機体の傾きや位置を常に検知し、自動でバランスを調整することで、安定して飛行できるようになります。
ここでは、制御装置や各種センサー、GPSの役割をわかりやすく解説します。
飛行姿勢を管理するフライトコントローラーの働き
複数のプロペラを人の手のみで操縦することは容易ではありません。この課題をクリアにするのが、「ドローンの頭脳」とも称されるフライトコントローラーです。
この装置は、各種センサーから集めた情報に基づいて、それぞれのプロペラが回るスピードを自動的にコントロールする働きを持ちます。
突風などの影響を受けたときでも、機体の傾きを自ら直し、安定した姿勢を維持できるようになっています。
GPSやジャイロセンサーといった各種機器
飛行中のバランスを保つうえで不可欠な部品が、加速度センサーやジャイロセンサーです。
機体がどれくらい傾いているか、あるいはスピードがどう変化したかを読み取り、機体を水平に保つためのデータを提供します。
また、屋外で飛ばすときは、GPS機能を用いて現在の座標を認識します。人工衛星から送られてくる信号をキャッチすることで、あらかじめ決めた経路を自動で飛んだり、離陸した場所へ自動帰還したりする機能が活用できる仕組みです。
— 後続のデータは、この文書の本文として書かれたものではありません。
PR #599, opened 2018-10-03
Add more compile options to info and --version

matthewrsj:
When invoking swupd info or swupd --version print more information about
compile-time configuration. This feature was requested after a bug was
introduced to an unreleased Clear Linux build when swupd was built with
the wrong format ID. This allows QA to determine exactly which
compile-time options were set during runtime without inspecting the
binary.

### DIFF
--- a/src/swupd-build-opts.h
+++ b/src/swupd-build-opts.h
@@ -46,7 +46,67 @@
 #define OPT_BSDTAR "-BSDTAR"
 #endif
 
+#ifdef SWUPD_WITH_XATTRS
+#define OPT_XATTRS "+XATTRS"
+#else
+#define OPT_XATTRS "-XATTRS"
+#endif
+
+#ifdef SWUPD_TAR_SELINUX
+#define OPT_SELINUX "+TAR_SELINUX"
+#else
+#define OPT_SELINUX "-TAR_SELINUX"
+#endif
+
+#ifdef OS_IS_STATELESS
+#define OPT_STATELESS "+STATELESS"
+#else
+#define OPT_STATELESS "-STATELESS"
+#endif
+
+#ifdef CONTENTURL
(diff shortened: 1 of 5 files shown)


src/helpers.c
```diff
@@ -1098,3 +1099,9 @@ int untar_full_download(void *data)
 	}
 	return err;
 }
+
+void print_compile_opts(void)
+{
+	printf("Compile-time options: %s\n", BUILD_OPTS);
+	printf("Comile-time configuration:\n%s\n", BUILD_CONFIGURE);
```
gvancuts: s/comile/compile

otaviobp:
> Eh, I like having a swupd info command that gives info. It probably wouldn't make sense to require users not on a mirror to call the swupd mirror command to see their system. The idea is that the information printed from these commands can diverge at some point. swupd mirror might just print the URLs while swupd info might additionally print the format.

true

matthewrsj:
ok updated

src/swupd-build-opts.h
```diff
@@ -46,7 +46,73 @@
...
+#ifdef FORMATID
+#define OPT_FORMAT FORMATID
+#else
+#define OPT_FORMAT "no default set"
+#endif
+
+#ifdef SYSTEMD_UNITDIR
+#define OPT_SYSTEMD SYSTEMD_UNITDIR
+#else
+#define OPT_SYSTEMD "no default set"
```
jwakre: Should this be included in BUILD_CONFIGURE? I don't see this used anywhere.

matthewrsj: You are right. Removed from this commit and I added a commit to remove it from configure.ac and Makefile.am since it looks like the option isn't used anywhere anymore.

くわえて、機体の向いている方角を把握することを目的とした電子コンパスも搭載されています。
GPSの電波が届かない環境で役立つビジョンポジショニングシステム
屋内施設や山間部といったGPS信号が届かない環境下でも、ブレのない飛行を実現する技術が「ビジョンポジショニングシステム」です。
機体の下方にある超音波センサーとビジョンセンサーが地表との距離を測るため、GPS機能に頼らずに飛ぶことができる設計です。
ただし、暗闇や水面の上などでは精度が落ちることがあるため、飛行させる環境を選ぶときには配慮が求められます。
まとめ

ドローンはローターが生み出す揚力をベースに、フライトコントローラーとセンサー類が機体の角度や座標を細かくコントロールすることで、安定した飛行を保っています。
くわえて、各ローターの回転数を変えることにより、空中の静止状態や前後左右への移動といった多彩なアクションができる仕組みです。
GPSやビジョンポジショニングシステム等の技術も組み合わさり、プログラム通りに飛んだり姿勢を保ったりする機能が働きます。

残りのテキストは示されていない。